Laboratories use surfactants to separate things, and fluorescent dyes to see things. Rice University chemists have combined the two to simplify life for scientists everywhere.
The Wiess School of Natural Sciences lab of chemist Angel Martí introduced a lineup of eight fluorescent surfactants in Pure and Applied Chemistry. They’re examples of what he believes will be a modular set of fluorescent surfactants for labs and industry.
Martí and Rice graduate student and lead author Ashleigh Smith McWilliams developed the compounds primarily to capture images of single nanotubes or cells as simply as possible.
“We can stain cells or carbon nanotubes with these surfactants,” Martí said. “They stick to cells or nanotubes and now you can use fluorescent microscopy to visualize them.”
Soaps and detergents are common surfactants. They are two-part molecules with water-attracting heads and water-avoiding tails. Put enough of them in water and they will form micelles, with the heads facing outward and the tails inward. (Similar structures form the protective, porous barriers around cells.)
McWilliams produced the surfactants by reacting fluorescent dyes with alcohol-based, nonpolar tails, which made the heads glow when triggered by visible light. When the compounds wrap around carbon nanotubes in a solution, they not only keep the nanotubes from aggregating but make them far easier to see under a microscope.
“Surfactants have been used for many different applications for years, but we’ve made them special by converting them to image things you can generally not see,” Martí said.
“Fluorescent surfactants have been studied before, but the novel part of ours is their versatility and relative simplicity,” McWilliams said. “We use common dyes and plan to produce these surfactants with an array of colors and fluorescent properties for specific applications.”

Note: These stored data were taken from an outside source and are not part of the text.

PR #180, opened 2024-07-30
[VDO-5742] Improve handling of dirty volumes with old recovery journal format

slegendr:
In the third commit, you will notice that asyncLayer.c was modified to remove a vdo_free() line. This is to correct compilation failures regarding the VDO target being double freed in the case of load failure. Function stopAsyncLayer() already frees the target in the TABLE_LOADED case.

### DIFF
--- a/src/c++/vdo/base/dm-vdo-target.c
+++ b/src/c++/vdo/base/dm-vdo-target.c
@@ -2533,6 +2533,14 @@ static void handle_load_error(struct vdo_completion *completion)
 		return;
 	}
 
+	if ((completion->result == VDO_UNSUPPORTED_VERSION) &&
+	    (vdo->admin.phase == LOAD_PHASE_MAKE_DIRTY)) {
+		vdo_log_error("Aborting load due to unsupported version");
+		vdo->admin.phase = LOAD_PHASE_FINISHED;
+		load_callback(completion);
+		return;
+	}
+
 	vdo_log_error_strerror(completion->result,
 			       "Entering read-only mode due to load error");
 	vdo->admin.phase = LOAD_PHASE_WAIT_FOR_READ_ONLY;
@@ -2981,6 +2989,19 @@ static int vdo_preresume_registered(struct dm_target *ti, struct vdo *vdo)
 		vdo_log_info("starting device '%s'", device_name);
 		result = perform_admin_operation(vdo, LOAD_PHASE_START, load_callback,
 						 handle_load_error, "load");
+		if (result == VDO_UNSUPPORTED_VERSION) {
+			 /*
+			  * A component version is not supported. This can happen when the
+			  * recovery journal metadata is in an old version format. Abort the
+			  * load without saving the state.
+			  */
+			vdo->suspend_type = VDO_ADMIN_STATE_SUSPENDING;
+			perform_admin_operation(vdo, SUSPEND_PHASE_START,
+						suspend_callback, suspend_callback,
+						"suspend");
+			return result;
+		}
+
 		if ((result != VDO_SUCCESS) && (result != VDO_READ_ONLY)) {
 			/*
 			 * Something has gone very wrong. Make sure everything has drained and
@@ -3058,7 +3079,8 @@ static int vdo_preresume(struct dm_target *ti)
 
 	vdo_register_thread_device_id(&instance_thread, &vdo->instance);
 	result = vdo_preresume_registered(ti, vdo);
-	if ((result == VDO_PARAMETER_MISMATCH) || (result == VDO_INVALID_ADMIN_STATE))
+	if ((result == VDO_PARAMETER_MISMATCH) || (result == VDO_INVALID_ADMIN_STATE) ||
+	    (result == VDO_UNSUPPORTED_VERSION))
 		result = -EINVAL;
 	vdo_unregister_thread_device_id();
 	return vdo_status_to_errno(result);
--- a/src/c++/vdo/base/repair.c
+++ b/src/c++/vdo/base/repair.c
@@ -1613,10 +1613,36 @@ static int parse_journal_for_recovery(struct repair_completion *repair)
 	sequence_number_t i, head;
 	bool found_entries = false;
 	struct recovery_journal *journal = repair->completion.vdo->recovery_journal;
+	struct recovery_block_header header;
+	enum vdo_metadata_type expected_format;
 
 	head = min(repair->block_map_head, repair->slab_journal_head);
+	header = get_recovery_journal_block_header(journal, repair->journal_data, head);
+	expected_format = header.metadata_type;
 	for (i = head; i <= repair->highest_tail; i++) {
-		struct recovery_block_header header;
+		header = get_recovery_journal_block_header(journal, repair->journal_data, i);
+		if (header.metadata_type != expected_format) {
+			/* There is a mix of old and new format blocks, so we need to rebuild. */
+			vdo_log_error_strerror(VDO_CORRUPT_JOURNAL,
+					       "Recovery journal is in an invalid format, a read-only rebuild is required.");
+			vdo_enter_read_only_mode(repair->completion.vdo, VDO_CORRUPT_JOURNAL);
+			return VDO_CORRUPT_JOURNAL;
+		}
+
+		if (!is_exact_recovery_journal_block(journal, &header, i, expected_format)) {
+			/* A bad block header was found so this must be the end of the journal. */
+			break;
+		}
+	}
+
+	if (expected_format == VDO_METADATA_RECOVERY_JOURNAL) {
+		/* All journal blocks have the old format, so we need to upgrade. */
+		vdo_log_error_strerror(VDO_UNSUPPORTED_VERSION,
+				       "Recovery journal is in the old format. Downgrade and complete recovery, then upgrade with a clean volume");
+		return VDO_UNSUPPORTED_VERSION;
+	}
+
+	for (i = head; i <= repair->highest_tail; i++) {
 		journal_entry_count_t block_entries;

Those could be far-reaching, Martí said.
“These can go well beyond imaging applications,” he said. “For instance, clothing manufacturers use surfactants and dyes. In theory, they could combine those; instead of using two different chemicals, they could use one.
“I can also envision using these for water purification, where surfactant dyes can be tuned to trap pollutants and destroy them using visible light,” Martí said. “For biomedical applications, they can be tuned to target specific cells and kill only those you radiate with light. That would allow for a localized way to treat, say, skin cancer.”
Martí said his lab was able to confirm fluorescent surfactants are the real deal. “We were able to characterize the critical micelle concentration, the concentration at which micelles start forming,” he said. “So we are 100% sure these molecules are surfactants.”